The 5-step brand building playbook

From one of the most successful CPG founders

One of the great annoyances in life is knowing there is music, art, ideas and people I will probably never be exposed to.

It’s a dumb FOMO thought experiment if you stare at it too long…
but imagine there’s a band you would become obsessed with - if only you knew they existed.

Podcasts are like that too.

So today’s edition steals a killer concept from a legendary operator that you probably won’t get around to listening to.

Eric Ryan (co-founder of Method, Olly, Welly, etc.) did a 90-minute episode on My First Million and casually dropped a playbook that has created billions in CPG value.

If I told you to “add it to your queue”, it would die next to 8,140 other recommendations.

So instead: I’m just going to give you the best part.

If you read supergoods, you will love this.

This edition of supergoods is brought to you by Mind Control - the branding and packaging studio behind this newsletter.

Are you lost in a sea of sameness?

Mind Control helps CPG brands find the one big change that makes them look obvious on shelf - then we design it, test it, and get it ready for real buyers.

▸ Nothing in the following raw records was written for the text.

Issue #3704, opened 2021-07-23
Cannot write data to local PVC


profhase:
**Environmental Info:**
K3s Version: 
```
k3s version v1.21.3+k3s1 (1d1f220f)
go version go1.16.6
```
Node(s) CPU architecture, OS, and Version: 
```
Linux debian-8gb-nbg1-1 4.19.0-17-amd64 #1 SMP Debian 4.19.194-2 (2021-06-21) x86_64 GNU/Linux
```

Cluster Configuration:
Single node

**Describe the bug:**
Postgres does not come up due to `mkdir: cannot create directory ‘/var/lib/postgresql/data’: Permission denied`

```
    Container ID:   containerd://fb0246e6a5aa94fe5f14c5c387a2609616d0c198d8a5c5606a41a4792b2c90aa
    Image:          postgres:12
...
    Mounts:
      /var/lib/postgresql/data from postgres (rw,path="data")
      /var/run/secrets/kubernetes.io/serviceaccount from kube-api-access-7jkg4 (ro)
Conditions:
  Type              Status
  Initialized       True 
  Ready             False 
  ContainersReady   False 
  PodScheduled      True 
Volumes:
  postgres:
    Type:       PersistentVolumeClaim (a reference to a PersistentVolumeClaim in the same namespace)
    ClaimName:  postgres-awx-postgres-0
    ReadOnly:   false
  kube-api-access-7jkg4:
    Type:                    Projected (a volume that contains injected data from multiple sources)
    TokenExpirationSeconds:  3607
    ConfigMapName:           kube-root-ca.crt
    ConfigMapOptional:       <nil>
    DownwardAPI:             true
```

**Steps To Reproduce:**
- Installed K3s: 
- install this operator https://github.com/ansible/awx-operator/blob/devel/deploy/awx-operator.yaml
- create awx instance

**Expected behavior:**
postgres comes up

**Actual behavior:**
postgres crashes

**Additional context / logs:**
 `mkdir: cannot create directory ‘/var/lib/postgresql/data’: Permission denied`

eli-kaplan:
Experiencing the same issue with this latest version.

The issue appears to be a result of the following change:

> Directories created for local-path-provisioner now have more restrictive permissions (#3548)

As a result, `local-path` persistent volumes appear to now only be writable by containers running as `root`, unless you explicitly change their permissions out-of-band or with a root `initContainer`.

[...]

PR #3714, opened 2021-07-26
Fix to allow non-root users access to storage volumes.

dereknola:
#### Proposed Changes ####
Non root users can now access local-storage volumes, while making it difficult to view/access all storage volumes. The parent directory `/var/lib/rancher/k3s/storage` is now 701, allowing non-root users access to sub-directories if they know the exact name of the sub-directory. All created local-storage volumes are reverted back to `777`. 

#### Types of Changes ####
Bugfix

#### Verification ####
- Start k3s server
- Create local storage by following rancher guide https://rancher.com/docs/k3s/latest/en/storage/
- Verify that storage directory at  `/var/lib/rancher/k3s/storage/` has 0701 permissions
- Verify that the create sub-directory for the local volume has 777 permissions.
- As a non-root user, cd into the created subdirectory directly.

#### Linked Issues ####
https://github.com/k3s-io/k3s/issues/3704

#### User-Facing Change ####
```release-note
NONE
```

#### Further Comments ####
**Security thru obscurity:** The solution of having the `/var/lib/rancher/k3s/storage` as 701 will not prevent other users from potentially accessing other storage pods. It just prevents easy access via tools like `ls` and such. If someone knows the name of the subdirectory, or can guess it, as the subdir is 777 there is nothing stopping them from accessing it.


manifests/local-storage.yaml
```diff
@@ -124,7 +124,8 @@ data:
             ;;
         esac
     done
-    mkdir -m 0700 -p ${absolutePath}
+    mkdir -m 0777 -p ${absolutePath}
+    chmod 701 $(dirname ${absolutePath})
```
briandowns, line 128: Will a user be be able to list contents with just exec on the directory?

brandond: what about
```suggestion
    chmod 701 ${absolutePath}/..
```

ChristianCiach: I don't expect this to be an issue in practice, but is it possible to set `default-local-storage-path` to `/`? If so, strange things may happen.

In my opinion, such a weak security mechanism is not worth the hassle.

brandond: The local path provisioner isn't intended to be a real enterprise-class CSI provider; it's "Just Enough" to get PVCs working in a standalone/dev environment.

And yes, there are probably many things that you could set to a value that would cause bad thing to happen to your system. Setting the local storage to / is one of them.

brandond (approved):

manifests/local-storage.yaml
dereknola: @briandowns The user cannot list the contents of the directory. I tried with the following:
- `ls`
- `find . ! -name . -prune`
- `echo *`
- `printf '%s\n' .* *`
- `lsattr`

All failed to give me any files.

briandowns (approved):

manifests/local-storage.yaml
dereknola: Fixed suggestion and added an integration test.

If your next launch deserves better than “just another SKU”, hit reply with “sea of sameness” and I’ll send you a few ways we could flip your aisle.

Who the hell is Eric Ryan?

Before we get into the framework, it’s worth pausing on who this guy is and why his opinion on CPG actually matters.

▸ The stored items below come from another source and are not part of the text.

PR #3716, opened 2021-07-26
Wait until server is ready before configuring kube-proxy

brandond:
#### Proposed Changes ####

* Add a /v1-k3s/readyz endpoint to the server to indicate when runtime.core is available; this occurs after all startup hooks are complete and should be a good checkpoint for having the final system configuration in place.
* Remove KubeProxyDisabled from config.Agent; replace it with a blocking function call that waits for the server readyz to return health before retrieving just this one bit of config.
* Move startKubeProxy into a goroutine that blocks until the server is ready to tell the agent whether or not it should run kube-proxy

#### Types of Changes ####

bugfix 

#### Verification ####

Start RKE2 with rke2-kube-proxy HelmChartConfig present; note that the kube-proxy static pod does not start

#### Linked Issues ####

rancher/rke2#1455

#### User-Facing Change ####
```release-note
```

#### Further Comments ####

This feels ugly but I don't see another good way around it.

We need to retrieve MOST of the system configuration from the server prior to starting the agent (kubelet), but we're allowing RKE2's startup hook to [mutate the DisableKubeProxy](https://github.com/rancher/rke2/blob/master/pkg/rke2/kp.go#L46) field after the kubelet is started, so we need to defer using that bit of configuration agent-side until after the server startup has completed.

### DIFF
--- a/pkg/agent/config/config.go
+++ b/pkg/agent/config/config.go
@@ -46,7 +46,7 @@ func Get(ctx context.Context, agent cmds.Agent, proxy proxy.Proxy) *config.Node 
 	for {
 		agentConfig, err := get(ctx, &agent, proxy)
 		if err != nil {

Eric Ryan is the guy behind a bunch of brands you’ve literally walked past (or bought) a hundred times:

  • Co-founder of Method (soap)

  • Co-founder of Olly (vitamins)

  • Co-founder of Welly (bandages)

  • Plus a handful of other plays – and now a VC fund focused on consumer

The common thread?

All of them launched into mature, boring, “already taken” categories.
All of them turned into monsters.

On the podcast, the host Sam Parr asks him:

“How do you walk into a category and consistently reinvent it?”

Eric’s answer is essentially a framework for building new CPG brands that actually stick.

I listened to this episode over and over, distilled it down into as simple email just for you.

1. Start in the aisle, not in Figma

Eric doesn’t start with a brainstorm.
He starts with a trolley and a headache.

“Every time I’m in a mass retailer, a grocery store or drugstore, I’m hunting… it’s like the Super Bowl of commerce.”

He walks the aisle and looks for:

  • Sea of sameness – everything looks/feels the same

  • Stressed shoppers – confusion, hesitation, people stuck reading labels

  • Dead emotion – categories that feel purely functional or clinical

Olly literally started because he noticed people freaking out in the vitamin aisle, asking strangers what magnesium does.

Image credit: Olly

The idea didn’t come from a trend report.
The clue was: “Everyone here looks lost.”